_YOUR TASK_
Only lines holding the word "true" should be copied from the material.

:: INFORMATION GIVEN

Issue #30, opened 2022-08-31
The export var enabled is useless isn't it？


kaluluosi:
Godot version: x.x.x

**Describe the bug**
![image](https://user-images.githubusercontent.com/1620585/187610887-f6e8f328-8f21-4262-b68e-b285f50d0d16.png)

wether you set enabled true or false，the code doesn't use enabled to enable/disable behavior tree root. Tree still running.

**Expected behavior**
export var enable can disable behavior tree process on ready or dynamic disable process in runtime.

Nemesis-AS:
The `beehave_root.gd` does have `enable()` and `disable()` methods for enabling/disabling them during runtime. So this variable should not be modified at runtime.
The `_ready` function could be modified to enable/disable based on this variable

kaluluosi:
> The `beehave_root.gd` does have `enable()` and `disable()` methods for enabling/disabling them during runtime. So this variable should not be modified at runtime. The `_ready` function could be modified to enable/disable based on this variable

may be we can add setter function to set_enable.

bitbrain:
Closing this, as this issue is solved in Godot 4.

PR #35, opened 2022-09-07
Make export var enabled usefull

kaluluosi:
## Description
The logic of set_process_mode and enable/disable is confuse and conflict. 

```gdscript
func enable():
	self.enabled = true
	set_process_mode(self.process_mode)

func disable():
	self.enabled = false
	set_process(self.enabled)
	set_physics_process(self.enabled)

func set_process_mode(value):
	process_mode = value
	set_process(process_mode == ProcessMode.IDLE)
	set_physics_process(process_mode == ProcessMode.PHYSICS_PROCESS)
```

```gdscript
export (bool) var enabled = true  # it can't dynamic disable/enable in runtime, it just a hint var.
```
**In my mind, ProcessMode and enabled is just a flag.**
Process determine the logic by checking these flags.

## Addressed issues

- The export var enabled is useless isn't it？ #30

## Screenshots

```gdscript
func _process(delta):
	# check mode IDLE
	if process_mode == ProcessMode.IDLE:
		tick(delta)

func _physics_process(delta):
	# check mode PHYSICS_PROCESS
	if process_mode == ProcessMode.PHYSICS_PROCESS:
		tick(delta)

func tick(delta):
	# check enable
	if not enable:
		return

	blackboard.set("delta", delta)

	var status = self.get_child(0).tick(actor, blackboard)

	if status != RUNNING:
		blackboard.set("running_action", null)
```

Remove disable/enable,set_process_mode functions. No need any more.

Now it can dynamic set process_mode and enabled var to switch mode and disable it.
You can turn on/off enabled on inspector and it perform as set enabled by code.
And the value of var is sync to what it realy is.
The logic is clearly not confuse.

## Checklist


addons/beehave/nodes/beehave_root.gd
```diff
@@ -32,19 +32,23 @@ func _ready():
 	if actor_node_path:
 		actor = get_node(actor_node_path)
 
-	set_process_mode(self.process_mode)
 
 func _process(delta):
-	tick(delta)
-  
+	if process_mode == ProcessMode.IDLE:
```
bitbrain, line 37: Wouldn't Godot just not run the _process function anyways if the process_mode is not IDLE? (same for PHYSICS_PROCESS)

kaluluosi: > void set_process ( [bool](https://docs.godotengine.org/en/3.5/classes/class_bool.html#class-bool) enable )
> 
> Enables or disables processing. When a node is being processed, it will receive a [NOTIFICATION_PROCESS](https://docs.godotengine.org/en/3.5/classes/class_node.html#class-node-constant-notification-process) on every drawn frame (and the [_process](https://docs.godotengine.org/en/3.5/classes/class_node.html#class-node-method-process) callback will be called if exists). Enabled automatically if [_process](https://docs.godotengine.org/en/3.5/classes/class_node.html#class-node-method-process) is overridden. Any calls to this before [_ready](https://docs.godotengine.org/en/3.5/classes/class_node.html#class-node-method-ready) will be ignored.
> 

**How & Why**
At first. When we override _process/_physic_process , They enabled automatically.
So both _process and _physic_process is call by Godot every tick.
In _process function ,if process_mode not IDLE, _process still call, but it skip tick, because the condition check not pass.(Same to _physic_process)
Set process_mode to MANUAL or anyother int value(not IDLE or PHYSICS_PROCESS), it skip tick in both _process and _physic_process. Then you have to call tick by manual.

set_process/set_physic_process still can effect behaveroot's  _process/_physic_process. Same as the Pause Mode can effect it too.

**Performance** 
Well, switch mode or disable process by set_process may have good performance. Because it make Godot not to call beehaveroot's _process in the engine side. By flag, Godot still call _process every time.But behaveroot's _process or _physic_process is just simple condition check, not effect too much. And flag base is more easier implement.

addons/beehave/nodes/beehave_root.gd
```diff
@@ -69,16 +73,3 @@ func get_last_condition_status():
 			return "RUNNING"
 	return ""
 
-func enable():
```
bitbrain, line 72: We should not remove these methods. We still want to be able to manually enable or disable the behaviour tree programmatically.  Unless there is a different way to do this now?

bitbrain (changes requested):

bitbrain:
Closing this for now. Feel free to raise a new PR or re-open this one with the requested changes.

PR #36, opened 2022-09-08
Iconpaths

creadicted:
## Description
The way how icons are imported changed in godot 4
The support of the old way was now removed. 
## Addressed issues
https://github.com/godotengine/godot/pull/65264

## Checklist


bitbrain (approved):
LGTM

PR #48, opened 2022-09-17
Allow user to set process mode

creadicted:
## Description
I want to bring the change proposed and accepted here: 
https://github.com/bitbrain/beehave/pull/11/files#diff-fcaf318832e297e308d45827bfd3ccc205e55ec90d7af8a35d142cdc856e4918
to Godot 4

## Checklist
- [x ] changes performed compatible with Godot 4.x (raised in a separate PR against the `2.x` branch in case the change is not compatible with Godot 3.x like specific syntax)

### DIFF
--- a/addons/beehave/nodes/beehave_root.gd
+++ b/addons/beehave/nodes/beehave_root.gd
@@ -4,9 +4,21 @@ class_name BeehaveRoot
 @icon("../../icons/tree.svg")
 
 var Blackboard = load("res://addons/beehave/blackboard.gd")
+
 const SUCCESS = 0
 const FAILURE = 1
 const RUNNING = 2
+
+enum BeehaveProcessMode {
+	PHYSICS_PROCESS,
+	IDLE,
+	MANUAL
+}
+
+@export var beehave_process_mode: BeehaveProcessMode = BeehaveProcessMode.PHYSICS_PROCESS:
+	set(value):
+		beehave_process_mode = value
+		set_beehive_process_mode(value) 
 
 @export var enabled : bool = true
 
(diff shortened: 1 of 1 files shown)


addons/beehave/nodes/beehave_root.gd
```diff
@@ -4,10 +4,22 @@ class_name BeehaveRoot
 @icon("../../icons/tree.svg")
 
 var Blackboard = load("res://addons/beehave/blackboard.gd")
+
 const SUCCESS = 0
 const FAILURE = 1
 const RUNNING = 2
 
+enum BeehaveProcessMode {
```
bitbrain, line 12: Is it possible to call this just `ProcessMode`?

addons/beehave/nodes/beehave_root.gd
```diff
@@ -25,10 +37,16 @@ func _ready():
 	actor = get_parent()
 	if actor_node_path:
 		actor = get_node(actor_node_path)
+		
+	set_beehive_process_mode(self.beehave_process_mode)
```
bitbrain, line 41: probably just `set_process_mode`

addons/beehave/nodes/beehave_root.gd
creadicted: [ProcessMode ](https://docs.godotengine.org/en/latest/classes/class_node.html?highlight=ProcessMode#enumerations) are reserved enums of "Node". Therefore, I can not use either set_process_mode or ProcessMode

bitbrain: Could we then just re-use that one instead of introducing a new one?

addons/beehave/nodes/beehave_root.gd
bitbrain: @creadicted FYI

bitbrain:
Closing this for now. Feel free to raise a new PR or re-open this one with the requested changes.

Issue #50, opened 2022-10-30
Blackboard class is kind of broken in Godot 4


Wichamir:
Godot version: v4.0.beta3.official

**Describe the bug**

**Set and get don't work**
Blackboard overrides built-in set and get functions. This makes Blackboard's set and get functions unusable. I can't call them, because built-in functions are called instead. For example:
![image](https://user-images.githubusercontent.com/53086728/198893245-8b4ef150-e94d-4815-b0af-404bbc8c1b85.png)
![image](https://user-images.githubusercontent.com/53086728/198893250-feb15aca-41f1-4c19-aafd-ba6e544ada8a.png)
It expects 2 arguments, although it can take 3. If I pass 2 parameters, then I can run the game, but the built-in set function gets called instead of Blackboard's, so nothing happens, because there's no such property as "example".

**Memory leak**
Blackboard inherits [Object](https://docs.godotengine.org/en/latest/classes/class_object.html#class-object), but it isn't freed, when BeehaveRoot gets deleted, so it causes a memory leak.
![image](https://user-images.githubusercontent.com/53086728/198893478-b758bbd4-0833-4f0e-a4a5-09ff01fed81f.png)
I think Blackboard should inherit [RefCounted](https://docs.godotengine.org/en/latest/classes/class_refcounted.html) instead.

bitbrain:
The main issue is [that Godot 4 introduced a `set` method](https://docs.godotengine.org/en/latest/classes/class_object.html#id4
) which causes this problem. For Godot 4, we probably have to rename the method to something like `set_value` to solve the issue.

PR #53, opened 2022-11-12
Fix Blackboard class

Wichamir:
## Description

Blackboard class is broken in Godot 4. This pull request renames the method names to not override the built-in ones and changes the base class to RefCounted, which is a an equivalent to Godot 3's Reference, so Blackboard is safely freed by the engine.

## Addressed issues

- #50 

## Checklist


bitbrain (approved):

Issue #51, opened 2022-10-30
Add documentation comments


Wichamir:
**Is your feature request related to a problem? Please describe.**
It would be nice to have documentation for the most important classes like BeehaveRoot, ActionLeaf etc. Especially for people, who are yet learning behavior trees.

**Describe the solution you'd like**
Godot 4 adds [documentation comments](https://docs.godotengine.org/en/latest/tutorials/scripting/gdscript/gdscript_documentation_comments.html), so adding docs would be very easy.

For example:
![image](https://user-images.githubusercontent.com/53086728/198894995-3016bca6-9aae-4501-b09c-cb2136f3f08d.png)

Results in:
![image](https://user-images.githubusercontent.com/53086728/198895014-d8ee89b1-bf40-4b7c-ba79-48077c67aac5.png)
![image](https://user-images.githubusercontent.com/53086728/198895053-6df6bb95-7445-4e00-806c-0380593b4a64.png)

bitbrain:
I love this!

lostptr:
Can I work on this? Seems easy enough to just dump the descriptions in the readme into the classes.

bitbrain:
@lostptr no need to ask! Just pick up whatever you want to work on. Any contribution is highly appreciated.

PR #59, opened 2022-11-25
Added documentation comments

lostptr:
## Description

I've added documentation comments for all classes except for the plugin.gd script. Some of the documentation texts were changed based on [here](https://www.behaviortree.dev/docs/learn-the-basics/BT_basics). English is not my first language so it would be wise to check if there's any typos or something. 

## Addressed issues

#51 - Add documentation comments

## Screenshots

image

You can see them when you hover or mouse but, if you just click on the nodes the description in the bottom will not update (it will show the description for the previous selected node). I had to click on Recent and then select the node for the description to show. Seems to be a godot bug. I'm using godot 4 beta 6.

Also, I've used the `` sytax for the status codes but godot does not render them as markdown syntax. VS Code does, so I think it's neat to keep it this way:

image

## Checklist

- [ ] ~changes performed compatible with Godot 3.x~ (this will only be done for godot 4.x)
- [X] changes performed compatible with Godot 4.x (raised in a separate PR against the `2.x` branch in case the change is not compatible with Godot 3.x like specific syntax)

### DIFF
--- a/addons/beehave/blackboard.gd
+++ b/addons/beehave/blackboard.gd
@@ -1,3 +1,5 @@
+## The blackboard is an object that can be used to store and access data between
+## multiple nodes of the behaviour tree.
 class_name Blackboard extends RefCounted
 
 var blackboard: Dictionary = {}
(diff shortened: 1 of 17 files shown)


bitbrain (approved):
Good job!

::::

_THE ANSWER_
wether you set enabled true or false，the code doesn't use enabled to enable/disable behavior tree root. Tree still running.
	self.enabled = true
export (bool) var enabled = true  # it can't dynamic disable/enable in runtime, it just a hint var.
 @export var enabled : bool = true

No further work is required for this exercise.